NEW YORK (25 October 2018) – A UN human rights expert has highlighted the vital role played by aid workers in preventing arbitrary killings and unlawful deaths, and denounced States who prevent life-saving interventions.
“Under the banners of fighting terrorism, combating smuggling or guarding social mores, States are criminalising acts of solidarity and obstructing the provision of life-saving services,” Agnes Callamard, the Special Rapporteur on extrajudicial, summary or arbitrary executions, said in a report to the UN General Assembly. “What follows are foreseeable and preventable arbitrary deprivations of life.
“The victims are among the most deprived and vulnerable populations in the world, from the victims of armed conflicts, to migrants and refugees in dangerous terrains. They include women and girls, and lesbian, gay, bisexual, transgender and intersex (LGBTI) persons.
“The lack of a globally agreed definition of terrorism has meant that States have adopted unacceptably wide and nefarious definitions. The knock-on effect is that a wide range of humanitarian acts are tagged as being supportive of terrorism. The results are violations of the right to life, in the name of countering terrorism.”
Noting how fear of prosecution prevented crucial aid from reaching populations controlled by so-called “terrorist” organisations, the Special Rapporteur called on the UN Security Council to adopt a resolution expressly clarifying that humanitarian protection and assistance must never be seen as support for terrorism and withheld or criminalised on that basis.

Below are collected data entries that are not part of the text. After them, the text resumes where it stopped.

PR #4938, opened 2024-06-06
EES-5201 Refactor functions in preparation for creating next data set versions

benoutram:
Some of the functions developed as part of EES-4903 for processing the initial data set version will be reusable by functions developed for other activity sequences responsible for creating subsequent data set versions.

The function `CopyCsvFilesTests` was already written with this in mind, but other functions like `ImportMetadata` and probably `HandleProcessingFailure` will end up being used by multiple orchestrators for processing the initial data set version and creating/processing subsequent versions.

This task is to refactor these functions to make them available to multiple different orchestrator functions.

Doing this early will make it easier to work on EES-5152 (writing function tests) and EES-4953 (creating the next data set version) in parallel.

### Other changes

- Rename `DataSetService.CreateDataSetVersion` to `DataSetService.CreateDataSet` after new `DataSetVersionService` was introduced by #4902.
- Rename `CreateInitialDataSetVersionFunction/ CreateInitialDataSetVersion` to `CreateDataSetFunction / CreateDataSet` along with similar renames to request and response types.
- Pass `instanceId` as input to `HandleProcessingFailure`. While not strictly necessary since `instanceId` will be set automatically, this is done to be consistent with the other activity functions.

### DIFF
--- a/src/GovUk.Education.ExploreEducationStatistics.Public.Data.Processor.Tests/ProcessorFunctionsIntegrationTest.cs
+++ b/src/GovUk.Education.ExploreEducationStatistics.Public.Data.Processor.Tests/ProcessorFunctionsIntegrationTest.cs
@@ -153,7 +153,7 @@ public class ProcessorFunctionsIntegrationTestFixture : FunctionsIntegrationTest
     {
         return
         [
-            typeof(CreateInitialDataSetVersionFunction),
+            typeof(CreateDataSetFunction),
             typeof(ProcessInitialDataSetVersionFunction),
             typeof(DeleteDataSetVersionFunction),
             typeof(CopyCsvFilesFunction),
--- a/src/GovUk.Education.ExploreEducationStatistics.Public.Data.Processor.Tests/ProcessorFunctionsIntegrationTest.cs
+++ b/src/GovUk.Education.ExploreEducationStatistics.Public.Data.Processor.Tests/ProcessorFunctionsIntegrationTest.cs
@@ -1,7 +1,9 @@
 using GovUk.Education.ExploreEducationStatistics.Common.Tests;
 using GovUk.Education.ExploreEducationStatistics.Common.Tests.Extensions;
 using GovUk.Education.ExploreEducationStatistics.Content.Model.Database;
+using GovUk.Education.ExploreEducationStatistics.Public.Data.Model;
 using GovUk.Education.ExploreEducationStatistics.Public.Data.Model.Database;
+using GovUk.Education.ExploreEducationStatistics.Public.Data.Model.Tests.Fixtures;
 using GovUk.Education.ExploreEducationStatistics.Public.Data.Processor.Functions;
 using GovUk.Education.ExploreEducationStatistics.Public.Data.Services.Interfaces;
 using Microsoft.EntityFrameworkCore;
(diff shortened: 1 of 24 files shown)


src/GovUk.Education.ExploreEducationStatistics.Public.Data.Processor.Tests/ProcessorTestData.cs
```diff
@@ -0,0 +1,19 @@
...
+
+public record ProcessorTestData(string Filename)
+{
+    private static string DataFilesDirectoryPath => Path.Combine(
+        Assembly.GetExecutingAssembly().GetDirectoryPath(),
+        "Resources",
+        "DataFiles"
+    );
+
+    public static ProcessorTestData AbsenceByCharacteristic2016 => new(nameof(AbsenceByCharacteristic2016));
```
benoutram, line 14: Just remembered that these files aren't Absence By Characteristic 2016 at all, they are a copy of the test files taken from the Public API, so I will need to rename this to something more suitable. I might also revert the structure back to using an additional folder to group the files by as it would better support other test data sets being added to this project that might have several files like the set of parquet files.

src/GovUk.Education.ExploreEducationStatistics.Public.Data.Processor.Tests/ProcessorFunctionsIntegrationTest.cs
```diff
@@ -32,6 +35,67 @@ public void Dispose()
...
+        params string[] expectedFiles)
+    {
+        var dataSetVersionPathResolver = GetRequiredService<IDataSetVersionPathResolver>();
+        var actualFiles = Directory.GetFiles(dataSetVersionPathResolver.DirectoryPath(dataSetVersion))
+            .Select(Path.GetFileName)
+            .ToArray();
+
+        // Assert that the directory contains the expected files and no others
+        Assert.Equal(expectedFiles.Length, actualFiles.Length);
+        Assert.True(ComparerUtils.SequencesAreEqualIgnoringOrder(expectedFiles, actualFiles));
```
ntsim, line 97: In a recent C# version (not sure), the `IEnumerable<T>.Order` method was introduced which means we don't really need this util here. This can be simplified to just:

```cs
Assert.Equal(expectedFiles.Order(), actualFiles.Order());
```

This is a little better for debugging as well because `Assert.True` won't output the enumerables on failure (unlike `Assert.Equal`).

src/GovUk.Education.ExploreEducationStatistics.Public.Data.Processor.Tests/ProcessorTestData.cs
ntsim: Yep! I was about to leave you a comment saying exactly this :smile:

src/GovUk.Education.ExploreEducationStatistics.Public.Data.Processor.Tests/ProcessorFunctionsIntegrationTest.cs
benoutram: Cool! Yeah the debug is much better and the length check that I had prior to it is pretty pointless as well. Thanks for the suggestion.

src/GovUk.Education.ExploreEducationStatistics.Public.Data.Processor/Functions/CreateInitialDataSetVersionFunction.cs
```diff
@@ -30,7 +30,7 @@ public class CreateInitialDataSetVersionFunction(
         var instanceId = Guid.NewGuid();
 
         return await requestValidator.Validate(request, cancellationToken)
-            .OnSuccess(() => dataSetService.CreateDataSetVersion(
+            .OnSuccess(() => dataSetService.CreateDataSet(
```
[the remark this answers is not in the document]
benoutram: Ok yep I think we did say we would change it. I've done this now in the second fixup commit. I will adjust the commit message accordingly later.

src/GovUk.Education.ExploreEducationStatistics.Public.Data.Processor.Tests/ProcessorTestData.cs
benoutram: 🙂 I've reverted the move of those test data files now and made some changes to `ProcessorTestData`. Changes are in the first fixup commit.

ntsim (approved):

PR #4939, opened 2024-06-06
EES-5138 Add linking and release information to data set version

ntsim:
This PR adds additional linking and release information to data set versions returned by the public API. This allow us to populate the 'API data set version history' section of the data set page in the public frontend.

The API response now looks like:

```json
{
  "file": {
    "id": "8cb89baf-9acd-4310-9f9c-0af306a4ec24"
  },
  "release": {
    "title": "Academic year 2020/2021"
    "slug": "2021-22"
  }
}
```

This functionality relies on a new content API endpoint to list release files (`/api/release-files`) that the public API uses when getting or listing data set versions. This just accepts a list of IDs of release files to filter on currently, but we may want to extend it further for other use cases if required.

## Other changes

- Updated seed data so that any data sets without an actual release file in the content DB are placed under the performance testing publication. A new seed data dump will be uploaded as part of this.
- Removed unneeded `ReleaseName` from `ReleaseSummaryViewModel`


src/GovUk.Education.ExploreEducationStatistics.Content.Services/ReleaseFileService.cs
```diff
@@ -15,62 +15,100 @@
...
+
+            var allowedReleaseVersions = new HashSet<ReleaseVersion>();
+
+            foreach (var releaseVersion in releaseVersions)
+            {
+                if (await userService.CheckCanViewReleaseVersion(releaseVersion).IsRight())
+                {
+                    allowedReleaseVersions.Add(releaseVersion);
+                }
+            }
```
benoutram, line 71: Did you consider returning a forbidden error if any or all of the release versions cannot be viewed?

src/GovUk.Education.ExploreEducationStatistics.Content.ViewModels/DataGuidanceViewModel.cs
```diff
@@ -1,13 +1,15 @@
...
 
 public record DataGuidanceViewModel : ReleaseSummaryViewModel
 {
-    public string DataGuidance { get;  }
+    public required string DataGuidance { get; init; }
 
-    public List<DataGuidanceDataSetViewModel> DataSets { get; }
+    public required List<DataGuidanceDataSetViewModel> DataSets { get; init; }
 
+    [SetsRequiredMembers]
```
benoutram, line 12: Might be good to communicate use of this new attribute to the rest of the team whenever there's a suitable time! 🙂

src/GovUk.Education.ExploreEducationStatistics.Content.Api.Tests/Controllers/ReleaseFileControllerTests.cs
```diff
@@ -13,40 +15,213 @@
...
 using static GovUk.Education.ExploreEducationStatistics.Common.Services.CollectionUtils;
 using static Moq.MockBehavior;
 
-namespace GovUk.Education.ExploreEducationStatistics.Content.Api.Tests.Controllers
+namespace GovUk.Education.ExploreEducationStatistics.Content.Api.Tests.Controllers;
+
+public abstract class ReleaseFileControllerTests : IntegrationTestFixture
 {
-    public class ReleaseFileControllerTests(TestApplicationFactory testApp) : IntegrationTestFixture(testApp)
+    private ReleaseFileControllerTests(TestApplicationFactory testApp) : base(testApp)
```
benoutram, line 34: Do you need this private constructor on the abstract class? I would have thought you could declare the class with a primary constructor like

```csharp
public abstract class ReleaseFileControllerTests(TestApplicationFactory testApp) : IntegrationTestFixture(testApp)
```

src/GovUk.Education.ExploreEducationStatistics.Public.Data.Api/Services/DataSetService.cs
```diff
@@ -122,23 +126,65 @@ internal class DataSetService(
...
-                .Take(pageSize)
-                .ToListAsync(cancellationToken: cancellationToken)
-            )
-            .Select(MapDataSetVersion)
+        var dataSetVersions = await queryable
+            .OrderByDescending(dsv => dsv.VersionMajor)
+            .ThenByDescending(dsv => dsv.VersionMinor)
+            .Skip((page - 1) * pageSize)
+            .Take(pageSize)
+            .ToListAsync(cancellationToken: cancellationToken);
```
benoutram, line 134: I think you can use `.Paginate(page: page, pageSize: pageSize)` here if you want.

src/GovUk.Education.ExploreEducationStatistics.Content.ViewModels/ReleaseSummaryViewModel.cs
```diff
@@ -1,36 +1,42 @@
...
-    [JsonConverter(typeof(StringEnumConverter))]
-    public ReleaseType Type { get; }
+    public required bool LatestRelease { get; init; }
 
-    public bool LatestRelease { get; }
+    public PublicationSummaryViewModel? Publication { get; init; }
 
-    public PublicationSummaryViewModel? Publication { get; }
+    [JsonConstructor]
+    [Newtonsoft.Json.JsonConstructor]
```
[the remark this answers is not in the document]
ntsim: Yeh good point. It's because I originally had this as a private constructor, but changed it once I realised I could use the `SetsRequiredMembers` attribute!

src/GovUk.Education.ExploreEducationStatistics.Admin/Models/DataFileInfo.cs
```diff
@@ -7,12 +7,9 @@
 
 namespace GovUk.Education.ExploreEducationStatistics.Admin.Models
 {
-    public class DataFileInfo : FileInfo
+    public record DataFileInfo : FileInfo
```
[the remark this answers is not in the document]
ntsim: Yeh, it's basically a view model. Would prefer to leave it for another PR when someone's more bothered to change it though!

src/GovUk.Education.ExploreEducationStatistics.Content.Services/ReleaseFileService.cs
ntsim: Nope I didn't as I've opted for a filtering approach. It'd be a little confusing for the endpoint to return a forbidden response as it's not particularly informative and won't help you pinpoint where the problem is.

src/GovUk.Education.ExploreEducationStatistics.Content.ViewModels/DataGuidanceViewModel.cs
ntsim: Yep! Although one thing to note - it doesn't provide a compiler error if the required properties aren't filled out by the constructor. Rider will highlight this as a potential inspection warning, but I don't think the compiler will.

Something to be aware of when changing properties on anything that uses these types of constructors.

src/GovUk.Education.ExploreEducationStatistics.Content.Api.Tests/Controllers/ReleaseFileControllerTests.cs
ntsim: I originally went with this because I was getting this warning:

> Parameter 'testApp' is captured into the state of the enclosing type and its value is also passed to the base constructor. The value might be captured by the base class as well

However, this was fixable by changing the base `IntegrationTestFixture` constructor to be internal.

This is something that we'll probably run into the more we use primary constructors due to their state capturing nature!

src/GovUk.Education.ExploreEducationStatistics.Content.ViewModels/DataGuidanceViewModel.cs
benoutram: Cool, just tried this out and I saw the warning in Rider you mentioned. I will bear this in mind, thanks.

src/GovUk.Education.ExploreEducationStatistics.Content.Services/ReleaseFileService.cs
benoutram: Cool, I think it's fine as it is then. Thanks for going through the reasoning.

src/GovUk.Education.ExploreEducationStatistics.Content.Api.Tests/Controllers/ReleaseFileControllerTests.cs
benoutram: From reading up on this it sounds like the captured `testApp` variable can be stored multiple times through different levels of inheritance (especially with our multiple levels of subclasses for partitioning our tests).

If a derived class references `testApp` it will be captured as a separate copy leading to a copy in our test class and a separate version of it in the base class. 

It sounds like the recommended way to go is to avoid using the captured variable and use the protected `TestApp` field from the base class like you've already done.

If we ditch the protected `TestApp` property and made it private wouldn't we still have multiple copies of it?
I see the potential for misuse of `testApp` but maybe it's good enough just to be aware of the warning and not use it? 

I see two places where we should correct it in `Admin.Tests.Services.DataSetVersionServiceTests`.

benoutram (approved):

src/GovUk.Education.ExploreEducationStatistics.Content.Api.Tests/Controllers/ReleaseFileControllerTests.cs
ntsim: Not sure, would have to test it, but my guess would be that because `testApp` is a reference type this should be fine?

As far as I understand it, this wouldn't result in multiple actual copies of it in memory. It's also less likely to be an issue as the `WebApplicationFactory` APIs are immutable anyway.

It's a shame that there isn't functionality to change the privacy of primary constructor parameters, or a way to pipe them through to the base class. Given the potential issues, it actually feels like the private constructor approach is the safer approach.

Anyway, I'll probably do a little investigation at some point and gather some more evidence / thoughts.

“States are increasingly relying on the three pillars of militarisation, extraterritorial border control and deterrence to shield their countries from irregular migration. By harassing and prosecuting aid workers and volunteers who rescue migrants and refugees on dangerous terrain or provide transportation, food, water, sanitation and shelter to those in need, Governments are knowingly endangering lives,” she said.
Callamard urged States to exempt humanitarian actions from laws and policies on smuggling. “Criminal laws are designed to encourage decent behaviour, not prosecute it,” she said. “Instead of targeting those who are protecting life, States should prosecute those endangering it, first and foremost the criminal networks that exploit and mistreat migrants and asylum seekers.”

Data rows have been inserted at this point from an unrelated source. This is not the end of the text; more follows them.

PR #4941, opened 2024-06-07
EES-5196 Add data set status and summary to admin details page

ntsim:
This PR adds the data set's status and summary information to the admin's details page:

image


amyb-hiveit (approved):
Could add a test for this to ReleaseApiDataSetDetailsPage.test.tsx, but otherwise all good.

PR #4947, opened 2024-06-11
EES-5194 Add Processor bulk delete endpoint for multiple API data set versions

jack-hive:
We need to add an endpoint to the Processor to delete multiple data set versions in bulk. 

We will be using this endpoint within the deletion plan for an entire release version.

The deletion is blocked if ANY data set versions linked to the target release version are not in a state which can be deleted.

Similar to the existing Processor endpoint which is used to delete SINGLE data set versions, this endpoint is wrapped in a transaction such that all changes will be rolled back if any single deletion step fails. It will attempt to delete the following:
- The `DataSets` linked to the release version
- The `DataSetVersions`, and any related metadata, linked to the release version
- The `DataSetVersionImports` for all the `DataSetVersions` being deleted
- The parquet files (used by DuckDB) associated with ALL of the imports for each `DataSet` being deleted 
- The `Files` linked to the release version will be unlinked from the deleted `DataSets` and `DataSetVersions`

### DIFF
--- a/src/GovUk.Education.ExploreEducationStatistics.Public.Data.Processor/Services/DataSetVersionService.cs
+++ b/src/GovUk.Education.ExploreEducationStatistics.Public.Data.Processor/Services/DataSetVersionService.cs
@@ -100,10 +100,14 @@ internal class DataSetVersionService(
         IReadOnlyList<ReleaseFile> releaseFiles,
         CancellationToken cancellationToken)
     {
+        var releaseFileIds = releaseFiles
+            .Select(rf => rf.Id)
+            .ToList();
+
         return await publicDataDbContext.DataSetVersions
             .AsNoTracking()
             .Include(dsv => dsv.DataSet)
-            .Where(dsv => releaseFiles.Any(rf => rf.Id == dsv.ReleaseFileId))
+            .Where(dsv => releaseFileIds.Contains(dsv.ReleaseFileId))
             .ToListAsync(cancellationToken);
     }
 
--- a/src/GovUk.Education.ExploreEducationStatistics.Public.Data.Processor/Services/DataSetVersionService.cs
+++ b/src/GovUk.Education.ExploreEducationStatistics.Public.Data.Processor/Services/DataSetVersionService.cs
@@ -59,33 +59,23 @@ internal class DataSetVersionService(
 
     public async Task<Either<ActionResult, Unit>> BulkDeleteVersions(Guid releaseVersionId, CancellationToken cancellationToken = default)
     {
-        var strategy = contentDbContext.Database.CreateExecutionStrategy();
+        return await contentDbContext.RequireTransaction(() =>
+            GetReleaseFiles(releaseVersionId, cancellationToken)
+                .OnSuccessCombineWith(async releaseFiles => await GetDataSetVersions(releaseFiles, cancellationToken))
+                .OnSuccess(releaseFilesAndDataSetVersions =>
+                {
+                    var (releaseFiles, dataSetVersions) = releaseFilesAndDataSetVersions;
 
-        return await strategy.ExecuteAsync(
-            async () =>
-            {
-                using var transactionScope = new TransactionScope(
-                    TransactionScopeOption.Required,
-                    new TransactionOptions { IsolationLevel = IsolationLevel.ReadCommitted },
-                    TransactionScopeAsyncFlowOption.Enabled);
-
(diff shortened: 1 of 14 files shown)


src/GovUk.Education.ExploreEducationStatistics.Public.Data.Processor/Services/DataSetVersionService.cs
```diff
@@ -76,6 +143,17 @@ await UpdateFilePublicApiDataSetId(releaseFile, cancellationToken))
...
     }
 
+    private async Task DeleteDataSetVersions(IReadOnlyList<DataSetVersion> dataSetVersions, CancellationToken cancellationToken)
+    {
+        var dataSets = dataSetVersions.Select(dsv => dsv.DataSet);
+
+        publicDataDbContext.DataSetVersions.RemoveRange(dataSetVersions);
+        await publicDataDbContext.SaveChangesAsync(cancellationToken);
+
+        publicDataDbContext.DataSets.RemoveRange(dataSets);
```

The Special Rapporteur also expressed concern about the adoption of laws and measures by several States that prevent organisations from providing life-saving services to women, girls and LGBTI people and called for the lifting of all impediments. She singled out the so-called Global Gag Rule for eroding the integrity of health systems and services, resulting in a likely increase in the number of unlawful deaths, particularly of women and girls, and people with HIV aids.
Callamard welcomed initiatives to counter the effects of the Global Gag Rule and similar policies, and urged all States to continue efforts to narrow the funding gap for comprehensive sexual and reproductive health services.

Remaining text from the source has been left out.